Suffering is another major theme in Levertov's war poetry. The poems "Poetry, Prophecy, Survival," "Paradox and Equilibrium," and "Poetry and Peace: Some Broader Dimensions" revolve around war, injustice, and prejudice. In her volume Life at War, Levertov uses imagery to express the disturbing violence of the Vietnam War. Throughout these poems, she addresses violence and savagery, yet tries to bring grace into the equation, mixing the beauty of language and the ugliness of the horrors of war. The themes of her poems, especially "Staying Alive," focus on both the cost of war and the suffering of the Vietnamese. In her prose work, The Poet in the World, she writes that violence is an outlet. Levertov's first successful Vietnam poetry was her book Freeing of the Dust. Some of the themes of this book of poems are the experience of the North Vietnamese, and distrust of people. She attacks the United States pilots in her poems for dropping bombs. Overall, her war poems incorporate suffering to show that violence has become an everyday occurrence. After years of writing such poetry, Levertov eventually came to the conclusion that beauty and poetry and politics can't go together. This opened the door wide for her religious-themed poetry in the later part of her life.

Religious influences
From a very young age Levertov was influenced by her religion, and when she began writing it was a major theme in her poetry. Through her father she was exposed to both Judaism and Christianity. Levertov always believed that her culture and her family roots had inherent value to herself and her writing.  Furthermore, she believed that she and her sister had a destiny pertaining to this. When Levertov moved to the United States, she fell under the influence of the Black Mountain Poets, especially the mysticism of Charles Olson. She drew on the experimentation of Ezra Pound and the style of William Carlos Williams, but was also exposed to the Transcendentalism of Thoreau and Emerson. Although all these factors shaped her poetry, her conversion to Christianity in 1984 was the main influence on her religious writing.  Sometime shortly after her move to Seattle in 1989, she became a Catholic. In 1997, she brought together 38 poems from seven of her earlier volumes in The Stream & the Sapphire, a collection intended, as Levertov explains in the foreword to the collection, to "trace my slow movement from agnosticism to Christian faith, a movement incorporating much doubt and questioning as well as affirmation."

Religious themes
Denise Levertov wrote many poems with religious themes throughout her career. These poems range from religious imagery to implied metaphors of religion. One particular theme was developed progressively throughout her poetry. This was the pilgrimage/spiritual journey of Levertov towards the deep spiritual understanding and truth in her last poems.
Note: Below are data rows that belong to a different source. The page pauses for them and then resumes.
PR #2164, opened 2017-10-12
[1769] Update cnf/cache/p2/index.xml.gz on any URL change.

jwausle:
Fixes https://github.com/bndtools/bndtools/issues/1769

### DIFF
--- a/biz.aQute.repository/src/aQute/bnd/repository/p2/provider/P2Indexer.java
+++ b/biz.aQute.repository/src/aQute/bnd/repository/p2/provider/P2Indexer.java
@@ -9,6 +9,7 @@ import java.io.IOException;
 import java.net.URI;
 import java.util.ArrayList;
 import java.util.Collection;
+import java.util.Collections;
 import java.util.HashMap;
 import java.util.HashSet;
 import java.util.List;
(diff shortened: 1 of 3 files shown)


biz.aQute.repository/test/aQute/bnd/repository/p2/provider/P2IndexerTest.java
```diff
@@ -146,4 +155,37 @@ public void testRefresh() throws Exception {
...
+				.contains("http://starts-not-with-host/plugins/dummy_1.0.0.jar"));
+		byte[] md5 = md5(invalidCache.resolve("index.xml.gz"));
+
+		// new P2Indexer force a (re)creation of the index.xml.gz if URL check fails.
+		try (P2Indexer indexer = new P2Indexer(new Slf4jReporter(), invalidCache.toFile(), new HttpClient(),
+				Paths.get("http://starts-not-with-host/plugins/").toUri(), "invalid")) {}
+		byte[] md5AfterP2IndexerInit = md5(invalidCache.resolve("index.xml.gz"));
+
+		Assert.assertFalse(!Arrays.areEqual(md5, md5AfterP2IndexerInit));
+	}
```
bjhargrave: I don't see the test method ever reference `index-p2-starts-with-host.xml`?

biz.aQute.repository/src/aQute/bnd/repository/p2/provider/P2Indexer.java
```diff
@@ -77,16 +78,49 @@
...
 			r = readRepository();
 			save(r);
+		} else {
+			r = readFile();
 		}
 
 		bridge = new BridgeRepository(r);
 	}
 
+	private boolean startsAnyResourceUrlWithPrefix(URI prefix) throws Exception {
```
bjhargrave: This seems like a very convoluted way of deciding the URI changed. Since `name` is written into the saved index file

https://github.com/bndtools/bnd/blob/5d8500fd174eb7ec4228f383baba910d4d5573f8/biz.aQute.repository/src/aQute/bnd/repository/p2/provider/P2Indexer.java#L227

We should use a name based upon the URI 

https://github.com/bndtools/bnd/blob/5d8500fd174eb7ec4228f383baba910d4d5573f8/biz.aQute.bndlib/src/aQute/bnd/http/URLCache.java#L149-L151

as the name attribute of the repository element, we just need to see if the name based upon the current URI matches the name in the xml. But to do this, we will need to modify XMLResourceParser since it does not currently expose the name (and increment) attribute of the top level resource element.

With this change, the check for changed URI  become easy.

bjhargrave:
I have made an alternate PR for this. #2165 

So if your are ok with #2165, you can either close this or change it to be a new test case.

biz.aQute.repository/src/aQute/bnd/repository/p2/provider/P2Indexer.java
bjhargrave: I made the above suggested fix in PR #2165

jwausle:
@bjhargrave I´m fine with Your fix #2165. 

- I checked successful the change with my build 👍

biz.aQute.repository/test/aQute/bnd/repository/p2/provider/P2IndexerTest.java
```diff
@@ -1,14 +1,23 @@
...
+import java.nio.file.Paths;
+import java.security.DigestInputStream;
+import java.security.MessageDigest;
 import java.util.Collection;
 import java.util.Collections;
 import java.util.Set;
 import java.util.concurrent.Semaphore;
 import java.util.concurrent.atomic.AtomicReference;
 
+import org.bouncycastle.util.Arrays;
```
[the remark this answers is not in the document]
jwausle: Right that`s was mistake.

biz.aQute.repository/test/aQute/bnd/repository/p2/provider/P2IndexerTest.java
```diff
@@ -146,4 +155,37 @@ public void testRefresh() throws Exception {
 			assertEquals(1, p2.versions("name.njbartlett.eclipse.macbadge").size());
 		}
 	}
+
+	@SuppressWarnings("restriction")
+	@Test
```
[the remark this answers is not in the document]
jwausle: Thank You. For the future :)

biz.aQute.repository/src/aQute/bnd/repository/p2/provider/P2Indexer.java
jwausle: More elegant way. #PR 2165 is very helpful for that.

PR #2183, opened 2017-10-25
Support the path to local Maven repository to be a symbolic link

manandbytes:
When path to the local Maven repository is a symlink:

    file ~/.m2/repository

returns

    /home/user/.m2/repository: symbolic link to /home/user/.cache/m2/repository/

MavenRepository fails with:

    java.nio.file.FileAlreadyExistsException: /home/user/.m2/repository
	at sun.nio.fs.UnixException.translateToIOException(UnixException.java:88)
	at sun.nio.fs.UnixException.rethrowAsIOException(UnixException.java:102)
	at sun.nio.fs.UnixException.rethrowAsIOException(UnixException.java:107)
	at sun.nio.fs.UnixFileSystemProvider.createDirectory(UnixFileSystemProvider.java:384)
	at java.nio.file.Files.createDirectory(Files.java:674)
	at java.nio.file.Files.createAndCheckIsDirectory(Files.java:781)
	at java.nio.file.Files.createDirectories(Files.java:727)
	at aQute.lib.io.IO.mkdirs(IO.java:753)
	at aQute.lib.io.IO.mkdirs(IO.java:749)
	at aQute.maven.provider.MavenRepository.<init>(MavenRepository.java:61)
	at aQute.bnd.repository.maven.provider.MavenBndRepository.init(MavenBndRepository.java:494)

This happens because Java NIO Files' createDirectory method explicitly
doesn't allow the directory itself to be a symbolic link:

    try {
	createDirectory(dir, attrs);
    } catch (FileAlreadyExistsException x) {
	if (!isDirectory(dir, LinkOption.NOFOLLOW_LINKS))
	    throw x;
    }

At the same time, it is OK when the path includes symbolic link.

Add tests for cases when a) location is a symbolic link and b) one of
the location's parents is a symbolic link. Having these tests in
MavenBndRepository makes them kind of integration tests but this way
they reproduce the actual problem as close as possible.

Handle this case in MavenRepository instead of IO's mkdirs method
(which is riskier as it has has a lot more usages) by creating the
directory using target directory that link points to and a link
itself.

Signed-off-by: Mykola Nikishov <mn@mn.com.ua>

### DIFF
--- a/aQute.libg/src/aQute/lib/io/IO.java
+++ b/aQute.libg/src/aQute/lib/io/IO.java
@@ -750,7 +750,11 @@ public class IO {
 	}
 
 	public static void mkdirs(Path dir) throws IOException {
-		Files.createDirectories(dir);
+		if (Files.isSymbolicLink(dir)) {
+			mkdirs(Files.readSymbolicLink(dir));
+		} else {
+			Files.createDirectories(dir);
+		}
 	}
 
 	public static long drain(InputStream in) throws IOException {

One of her earlier poems is "A Tree Telling of Orpheus" from her book Relearning the Alphabet.  This poem uses the metaphor of a tree, which changes and grows when it hears the music of Orpheus.  This is a metaphor of spiritual growth.  The growth of the tree is like the growth of faith, and as the tree goes through life we also go through life on a spiritual journey.  Much of Levertov's religious poetry was concerned with respect for nature and life.  Also among her themes were nothingness and absence.

In her earlier poems something is always lacking, searching, and empty.  In "Work that Enfaiths" Levertov begins to confront this "ample doubt" and her lack of "burning surety" in her faith. The religious aspect of this is the doubt vs. light debate. Levertov cannot find a balance between faith and darkness. She goes back and forth between the glory of God and nature, but doubt constantly plagues her.

In her earlier religious poems Levertov searches for meaning in life.  She explores God as he relates to nothing(ness) and everything.  In her later poetry, a shift can be seen. A Door in the Hive and Evening Train are full of poems using images of cliffs, edges, and borders to push for change in life.  Once again, Levertov packs her poetry with metaphors.  She explores the idea that there can be peace in death.  She also begins to suggest that nothing is a part of God.  "Nothingness" and darkness are no longer just reasons to doubt and agonise over.  "St. Thomas Didymus" and "Mass" show this growth, as they are poems that lack her former nagging wonder and worry.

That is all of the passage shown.